15 Ağustos 2010 Pazar

çevre

aramızda çevre var. başka şeylerin olmasındansa aramızda çevre olması çok daha iyi. sen yine en uzak kalan oldun! Çatı merkezimiz olacaksa, her halükarda, ne kadar kandırık yaparsam yapiyim, ikimiz de uzağız. ama bu uzaklık kıvruşuk ve kıvrıtık yürüme saatlerimizi arttırıyor. ah yavruum, başlasa mı başlamasa mı bir türlü karar veremiyorum.

yani başlarsa kim neye başlayacak? biz kime başlayacağız? hangi sırayla başlayacağız onları düşünüyorum da...

ya bir de ingilizce çalışmalı mı sorusunun cevabının evet olmasından korkuyorum.
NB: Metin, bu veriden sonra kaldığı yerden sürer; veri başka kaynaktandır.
PR #246, opened 2016-12-02
Link to watching

JakeSidSmith:


src/js/components/settings.js
```diff
@@ -98,6 +98,14 @@ export class SettingsPage extends React.Component {
           </div>
         </div>
 
+        <div className="row setting">
+          <div className="col-xs-12">
+            <a href="https://github.com/watching" target="_blank">
```
afonsojramos, line 103: If you check out the rest of the repo you'll see that we're using `shell.openExternal(url);` for opening external URLs.

PR #1063, opened 2024-04-27
refactor: replace axios.all and axios.spread

setchy:
axios.all and axios.spread are deprecated [(source)](https://github.com/axios/axios?tab=readme-ov-file#concurrency-deprecated)

Replace with Promise.all as per their example


bmulholland (approved):
Nice, almost the exact same code but a more standard approach :)

PR #1064, opened 2024-04-28
refactor: return static github api path

setchy:
🧼 Prep for a following PR


afonsojramos:
Could have been part of that said PR imho ahaha

setchy:
> Could have been part of that said PR imho ahaha 

I specifically wanted eyes on this change, and not to get lost amongst the other change 😉

I couldn't find any docs suggesting subdomain for GitHub Cloud, but wanted to be sure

tamam. daha az ingilizce karakter. en azından düzgün fizikli bir Türkçem var be anacığım. kısaltmıyorum. noktalamalarım tam.

bundan aylar önce balıklara yemlerini verirken, onlara birkaç kafa karıştırıcı laf ettim. tam saçmalama dönemimde sinir stres atma kaynağı olarak kaplumbağam ve balıklarım nasıl da iyi geliyorlardı. onlara türlü uydurmasyon hikaye anlatan ben, anlattıkça rahatlıyordum. tozları alan annem son gün, onlarla konuştuğum son gün, "hayvancağızlar iyi ki türkçe bilmiyorlar" dedi bana. döndüm, "iyi de ne biliyorlar ki zaten?" dedim. bir anlık boşluğumun kurbanı ben, and içmiş gibi bir daha balıklarıma saçmalamadım. belki de istemedim.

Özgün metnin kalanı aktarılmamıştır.